__What you need to do__
The answer is to be all of the data below, reproduced exactly.

__Extracted information__
PR #3434, opened 2016-08-11
Fix #3314: Cannot edit release with tag name contains slash

### LINKED ISSUE #3314: Cannot edit release with tag name contains slash
We DO NOT take questions or config/deploy problems on GitHub, please use our forum: https://discuss.gogs.io

Please take a moment to search that an issue doesn't already exist.

**For bug reports, please give the relevant info:**

- *Gogs version (or commit ref):* 0.9.48
- *Git version:* 1.8.3.1
- *Operating system:* Linux CentOS 7 64bit
- *Database:* SQLite
- *Can you reproduce the bug at http://try.gogs.io:* Yes --> https://try.gogs.io/zero-x-baadf00d/psychic-soul/releases

## How to reproduce

1. Create a repository
2. Do some commit and create tag "release/xxxxx"
3. Create a release on gogs
4. Click "publish" or "save draft"
5. Back to releases
6. Click "edit" (server ask for basic auth - see screenshoot)
7. Oops: 404 Error

capture

...

0xbaadf00d:
This pull request aim to fix issue #3314 with non flat tagname (ie: release/x.x.x) leading to a 404 error when user trying to edit it.

I have used this solution rather than using `EscapePound` because replacing _/_ with _%2F_ seems not working. Macaron still treat _%2F_ as _/_ before process routing and finally returning a 404 error (I don't even reach the function EditReleasePost(ctx *context.Context, form auth.EditReleaseForm).

__Demonstration:__
https://try.gogs.io/zero-x-baadf00d/psychic-soul/releases/edit/release%2f1.3.1

I'm not sure is a good idea, for URI readability and SEO, to use url encoding on path components. It legit fo query string arguments, but not sure for path.

### DIFF
--- a/cmd/web.go
+++ b/cmd/web.go
@@ -485,8 +485,8 @@ func runWeb(ctx *cli.Context) error {
 		m.Group("/releases", func() {
 			m.Get("/new", repo.NewRelease)
 			m.Post("/new", bindIgnErr(auth.NewReleaseForm{}), repo.NewReleasePost)
-			m.Get("/edit/:tagname", repo.EditRelease)
-			m.Post("/edit/:tagname", bindIgnErr(auth.EditReleaseForm{}), repo.EditReleasePost)
+			m.Get("/edit/*", repo.EditRelease)
+			m.Post("/edit/*", bindIgnErr(auth.EditReleaseForm{}), repo.EditReleasePost)
 			m.Post("/delete", repo.DeleteRelease)
 		}, reqRepoWriter, context.RepoRef())
 
--- a/routers/repo/release.go
+++ b/routers/repo/release.go
@@ -214,7 +214,7 @@ func EditRelease(ctx *context.Context) {
 	ctx.Data["PageIsReleaseList"] = true
 	ctx.Data["PageIsEditRelease"] = true
 
-	tagName := ctx.Params(":tagname")
+	tagName := ctx.Params("*")
 	rel, err := models.GetRelease(ctx.Repo.Repository.ID, tagName)
 	if err != nil {
 		if models.IsErrReleaseNotExist(err) {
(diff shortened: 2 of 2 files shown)


Unknwon:
I think this PR is not completed.. you only changed router and handler is not going to work.

0xbaadf00d:
This PR add a workaround to the macaron routing system who treat slash as separator if you use a simple placeholder (https://go-macaron.com/docs/middlewares/routing#globs).

I use this version on version installed on my own server since few days, I can create (tag if not exists, are correctly created), edit and delete release containing slash or other chars accepted in tag name (https://git-scm.com/docs/git-check-ref-format). If you want, I can create you an account for testing ?

Of course, if you have another solution to handle "/" in macaron routing system, I will do needed modifications with pleasure.

Unknwon:
Handler is clearly looking for `:tagname` not `*`.. https://github.com/gogits/gogs/blob/ee28fd92551961070cff4fe1b37ab94268c2f111/routers/repo/release.go#L242

0xbaadf00d:
I'm agree with you, and this PR change `:tagname` with `*` on these files:
- cmd/web.go
- routers/repo/release.go  (now `tagName := ctx.Params("*")`)

I tried to keep `:tagname` (for a better code readability), but, according to macaron documentation, is not possible to use globing and placeholder together. By example:
- `/edit/:tagname`  Only handle alphanumeric char and some other char(ie: - _)
- `/edit/*` Handle all tag name possibilities
- `/edit/:tagname(*)` Don't compile
- `/edit/:tagname(.*)` Like first item, Only handle alphanumeric char and some other char(ie: - _)

Unknwon:
Oops, I must be drunk, mislooked.

PR #3435, opened 2016-08-11
Always set redirect_to on header-provided sign-in

### LINKED ISSUE #3089: landing page lost after login
Signing-in after a 404 response (due to attempts to access a private repo w/out being signed in) takes you to the dashboard rather than back to where you started the navigation (ex 404 page, which would be visible after sign-in).

strk:
WIP

This is an attempt to fix #3089 following the strategy introduced
in d625e41c6c4d40fadbeaf99dd97e77aa0c9085ae, although that strategy
by itself does not seem to be sufficient.

What needs be done is honouring the redirect_url query parameter
from the auth router.

\cc @Unknwon

### DIFF
--- a/templates/base/head.tmpl
+++ b/templates/base/head.tmpl
@@ -139,7 +139,7 @@
 												<i class="octicon octicon-person"></i> {{.i18n.Tr "register"}}
 											</a>
 										{{end}}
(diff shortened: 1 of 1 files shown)


Unknwon:
Thanks, I think we also need auto-sign handle `redirect_to` in this form.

__Output below__
PR #3434, opened 2016-08-11
Fix #3314: Cannot edit release with tag name contains slash

### LINKED ISSUE #3314: Cannot edit release with tag name contains slash
We DO NOT take questions or config/deploy problems on GitHub, please use our forum: https://discuss.gogs.io

Please take a moment to search that an issue doesn't already exist.

**For bug reports, please give the relevant info:**

- *Gogs version (or commit ref):* 0.9.48
- *Git version:* 1.8.3.1
- *Operating system:* Linux CentOS 7 64bit
- *Database:* SQLite
- *Can you reproduce the bug at http://try.gogs.io:* Yes --> https://try.gogs.io/zero-x-baadf00d/psychic-soul/releases

## How to reproduce

1. Create a repository
2. Do some commit and create tag "release/xxxxx"
3. Create a release on gogs
4. Click "publish" or "save draft"
5. Back to releases
6. Click "edit" (server ask for basic auth - see screenshoot)
7. Oops: 404 Error

capture

...

0xbaadf00d:
This pull request aim to fix issue #3314 with non flat tagname (ie: release/x.x.x) leading to a 404 error when user trying to edit it.

I have used this solution rather than using `EscapePound` because replacing _/_ with _%2F_ seems not working. Macaron still treat _%2F_ as _/_ before process routing and finally returning a 404 error (I don't even reach the function EditReleasePost(ctx *context.Context, form auth.EditReleaseForm).

__Demonstration:__
https://try.gogs.io/zero-x-baadf00d/psychic-soul/releases/edit/release%2f1.3.1

I'm not sure is a good idea, for URI readability and SEO, to use url encoding on path components. It legit fo query string arguments, but not sure for path.

### DIFF
--- a/cmd/web.go
+++ b/cmd/web.go
@@ -485,8 +485,8 @@ func runWeb(ctx *cli.Context) error {
 		m.Group("/releases", func() {
 			m.Get("/new", repo.NewRelease)
 			m.Post("/new", bindIgnErr(auth.NewReleaseForm{}), repo.NewReleasePost)
-			m.Get("/edit/:tagname", repo.EditRelease)
-			m.Post("/edit/:tagname", bindIgnErr(auth.EditReleaseForm{}), repo.EditReleasePost)
+			m.Get("/edit/*", repo.EditRelease)
+			m.Post("/edit/*", bindIgnErr(auth.EditReleaseForm{}), repo.EditReleasePost)
 			m.Post("/delete", repo.DeleteRelease)
 		}, reqRepoWriter, context.RepoRef())
 
--- a/routers/repo/release.go
+++ b/routers/repo/release.go
@@ -214,7 +214,7 @@ func EditRelease(ctx *context.Context) {
 	ctx.Data["PageIsReleaseList"] = true
 	ctx.Data["PageIsEditRelease"] = true
 
-	tagName := ctx.Params(":tagname")
+	tagName := ctx.Params("*")
 	rel, err := models.GetRelease(ctx.Repo.Repository.ID, tagName)
 	if err != nil {
 		if models.IsErrReleaseNotExist(err) {
(diff shortened: 2 of 2 files shown)


Unknwon:
I think this PR is not completed.. you only changed router and handler is not going to work.

0xbaadf00d:
This PR add a workaround to the macaron routing system who treat slash as separator if you use a simple placeholder (https://go-macaron.com/docs/middlewares/routing#globs).

I use this version on version installed on my own server since few days, I can create (tag if not exists, are correctly created), edit and delete release containing slash or other chars accepted in tag name (https://git-scm.com/docs/git-check-ref-format). If you want, I can create you an account for testing ?

Of course, if you have another solution to handle "/" in macaron routing system, I will do needed modifications with pleasure.

Unknwon:
Handler is clearly looking for `:tagname` not `*`.. https://github.com/gogits/gogs/blob/ee28fd92551961070cff4fe1b37ab94268c2f111/routers/repo/release.go#L242

0xbaadf00d:
I'm agree with you, and this PR change `:tagname` with `*` on these files:
- cmd/web.go
- routers/repo/release.go  (now `tagName := ctx.Params("*")`)

I tried to keep `:tagname` (for a better code readability), but, according to macaron documentation, is not possible to use globing and placeholder together. By example:
- `/edit/:tagname`  Only handle alphanumeric char and some other char(ie: - _)
- `/edit/*` Handle all tag name possibilities
- `/edit/:tagname(*)` Don't compile
- `/edit/:tagname(.*)` Like first item, Only handle alphanumeric char and some other char(ie: - _)

Unknwon:
Oops, I must be drunk, mislooked.

PR #3435, opened 2016-08-11
Always set redirect_to on header-provided sign-in

### LINKED ISSUE #3089: landing page lost after login
Signing-in after a 404 response (due to attempts to access a private repo w/out being signed in) takes you to the dashboard rather than back to where you started the navigation (ex 404 page, which would be visible after sign-in).

strk:
WIP

This is an attempt to fix #3089 following the strategy introduced
in d625e41c6c4d40fadbeaf99dd97e77aa0c9085ae, although that strategy
by itself does not seem to be sufficient.

What needs be done is honouring the redirect_url query parameter
from the auth router.

\cc @Unknwon

### DIFF
--- a/templates/base/head.tmpl
+++ b/templates/base/head.tmpl
@@ -139,7 +139,7 @@
 												<i class="octicon octicon-person"></i> {{.i18n.Tr "register"}}
 											</a>
 										{{end}}
(diff shortened: 1 of 1 files shown)


Unknwon:
Thanks, I think we also need auto-sign handle `redirect_to` in this form.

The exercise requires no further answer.